17.1.1.8 Setting Up Replication with Existing Data

When setting up replication with existing data, you must decide how best to get the data from the source to the replica before starting the replication service.

The basic process for setting up replication with existing data is as follows:

With the MySQL source running, create a user to be used by the replica when connecting to the source during replication. See Section 17.1.1.3, “Creating a User for Replication”.
If you have not already configured the server_id system variable and enabled binary logging on the source server, you must shut it down to configure these options. See Section 17.1.1.1, “Setting the Replication Source Configuration”.
If you have to shut down your source server, this is a good opportunity to take a snapshot of its databases. You should obtain the source status (see Section 17.1.1.4, “Obtaining the Replication Source Binary Log Coordinates”) before taking down the source, updating the configuration and taking a snapshot. For information on how to create a snapshot using raw data files, see Section 17.1.1.6, “Creating a Data Snapshot Using Raw Data Files”.
If your source server is already correctly configured, obtain its status (see Section 17.1.1.4, “Obtaining the Replication Source Binary Log Coordinates”) and then use mysqldump to take a snapshot (see Section 17.1.1.5, “Creating a Data Snapshot Using mysqldump”) or take a raw snapshot of the live server using the guide in Section 17.1.1.6, “Creating a Data Snapshot Using Raw Data Files”.
Update the configuration of the replica. See Section 17.1.1.2, “Setting the Replica Configuration”.
The next step depends on how you created the snapshot of data on the source.
If you used mysqldump:
1. Start the replica, using the --skip-slave-start option so that replication does not start.
2. Import the dump file:
```
shell> mysql < fulldb.dump
```
If you created a snapshot using the raw data files:
1. Extract the data files into the replica's data directory. For example:
```
shell> tar xvf dbdump.tar
```
  You may need to set permissions and ownership on the files so that the replica server can access and modify them.
2. Start the replica, using the --skip-slave-start option so that replication does not start.
Configure the replica with the replication coordinates from the source. This tells the replica the binary log file and position within the file where replication needs to start. Also, configure the replica with the login credentials and host name of the source. For more information on the CHANGE MASTER TO statement required, see Section 17.1.1.10, “Setting the Source Configuration on the Replica”.
Start the replication threads:
```
mysql> START SLAVE;
```

After you have performed this procedure, the replica should connect to the source and catch up on any updates that have occurred since the snapshot was taken.

If you have forgotten to set the server_id system variable for the source, replicas cannot connect to it.

If you have forgotten to set the server_id system variable for the replica, you get the following error in the replica's error log:

Warning: You should set server-id to a non-0 value if master_host
is set; we will force server id to 2, but this MySQL server will
not act as a slave.

You also find error messages in the replica's error log if it is not able to replicate for any other reason.

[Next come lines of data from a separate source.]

PR #207, opened 2016-03-10
bears/typescript: Add TSLintBear

arafsheikh:
Fixes https://github.com/coala-analyzer/coala-bears/issues/201

### DIFF
--- a/bears/typescript/TSLintBear.py
+++ b/bears/typescript/TSLintBear.py
@@ -1,0 +1,45 @@
+import json
+
+from coalib.bearlib.abstractions.Lint import Lint
+from coalib.bears.LocalBear import LocalBear
+from coalib.misc.Shell import escape_path_argument
+from coalib.results.Result import Result
+from coalib.settings.Setting import path
+
+
+class TSLintBear(LocalBear, Lint):
+    executable = 'tslint'
+
+    def process_output(self, output, filename, file):
+        output = json.loads("".join(output)) if output else []
+        for issue in output:
+            yield Result.from_values(
+                origin="{} ({})".format(self.__class__.__name__,
+                                        issue['ruleName']),
+                message=issue["failure"],
+                file=issue["name"],
+                line=int(issue["startPosition"]["line"]) + 1,
+                end_line=int(issue["endPosition"]["line"]) + 1,
+                column=issue["startPosition"]["character"],
+                end_column=issue["endPosition"]["character"])
+
+    def run(self,
+            filename,
+            file,
+            tslint_config: path="",
+            rules_dir: path=""):
+        '''
+        Checks the code with ``tslint`` on each file separately.
+
+        :param tslint_config: Path to configuration file.
+        :param rules_dir:     Rules directory
+        '''
+        self.arguments = "--format json"
+        if tslint_config:
+            self.arguments += (" --config " +
+                               escape_path_argument(tslint_config))
+        if rules_dir:
+            self.arguments += (" --rules-dir " +
+                               escape_path_argument(rules_dir))
+        self.arguments += " {filename}"
+        return self.lint(filename, file)
--- a/tests/typescript/TSLintBearTest.py
+++ b/tests/typescript/TSLintBearTest.py
@@ -1,0 +1,42 @@
+import os
+
+from bears.typescript.TSLintBear import TSLintBear
+from tests.LocalBearTestHelper import verify_local_bear
+
+good_file = """function findTitle(title) {
+    let titleElement = "hello";
+    return title;
+}
+let t = findTitle("mytitle");
+t.innerHTML = "New title";
+""".splitlines(True)
+
+bad_file = """function findTitle(title) {
+    let titleElement = 'hello';
+    return title;
+}
+let t = findTitle('mytitle');
+t.innerHTML = 'New title';
+""".splitlines(True)
+
+tslintconfig = os.path.join(os.path.dirname(__file__),
+                            "test_files",
+                            "tslint.json")
+
+TSLintBearWithoutConfig = verify_local_bear(TSLintBear,
+                                            valid_files=(good_file,),
+                                            invalid_files=(bad_file,),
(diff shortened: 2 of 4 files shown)


sils1297:
64139e115f8d21efb671a52180561dedad721141 needs work

AbdealiJK:
unack 73f75db

tests/typescript/TSLintBearTest.py
```diff
@@ -0,0 +1,42 @@
...
+                                             valid_files=(bad_file,),
+                                             invalid_files=(good_file,),
+                                             settings={"tslint_config":
+                                                       tslintconfig},
+                                             tempfile_kwargs={"suffix": ".ts"})
+
+TSLintBearOtherOptions = verify_local_bear(TSLintBear,
+                                           valid_files=(good_file,),
+                                           invalid_files=(bad_file,),
+                                           settings={"rules_dir": "/"},
```
arafsheikh: @sils1297 @AbdealiJK For custom rules to work we have to compile the `rule.ts` file and then pass it to the linter. Do we really need this complex test? 
IMO a better option will beto combine the last two tests into:

```python
TSLintBearConfigAndOptions = verify_local_bear(TSLintBear,
                                               valid_files=(good_file,),
                                               invalid_files=(bad_file,),
                                               settings={"tslint_config":tslintconfig,
                                               "rules_dir": "/"},
                                               tempfile_kwargs={"suffix": ".ts"})
```
So this will test if passing the rule argument breaks the code, without adding any complexity.

sils1297: I think I'd just keep it like it is right now

arafsheikh: :+1:

bears/typescript/TSLintBear.py
```diff
@@ -0,0 +1,48 @@
...
+    def run(self,
+            filename,
+            file,
+            tslint_config: str="",
+            rules_dir: str=""):
+        '''
+        Checks the code with ``tslint`` on each file separately.
+
+        :param tslint_config: Path to configuration file.
+        :param rules_dir: Rules directory
```
AbdealiJK: formatting is wrong (The `R` should start at the same point as `P`)

bears/typescript/TSLintBear.py
```diff
@@ -0,0 +1,48 @@
...
+            # This implies that the result is empty and there
+            # are no errors.
+            return
+
+        for issue in output:
+            yield Result.from_values(
+                origin=self,
+                message=issue["failure"],
+                file=issue["name"],
+                line=int(issue["startPosition"]["line"])+1,
```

The replica uses information stored in its connection metadata repository to keep track of how much of the source's binary log it has processed. The repository can be in the form of files or a table, as determined by the value set for the master_info_repository system variable. When a replica runs with master_info_repository=FILE, you can find in its data directory two files, named master.info and relay-log.info. If master_info_repository=TABLE instead, this information is saved in the table master_slave_info in the mysql system database. In either case, do not remove or edit the files or table unless you know exactly what you are doing and fully understand the implications. Even in that case, it is preferred that you use the CHANGE MASTER TO statement to change replication parameters. The replica can use the values specified in the statement to update the status files automatically. See Section 17.2.2, “Relay Log and Replication Metadata Repositories”, for more information.

Note

The contents of the connection metadata repository override some of the server options specified on the command line or in my.cnf. See Section 17.1.4, “Replication and Binary Logging Options and Variables”, for more details.

A single snapshot of the source suffices for multiple replicas. To set up additional replicas, use the same source snapshot and follow the replica portion of the procedure just described.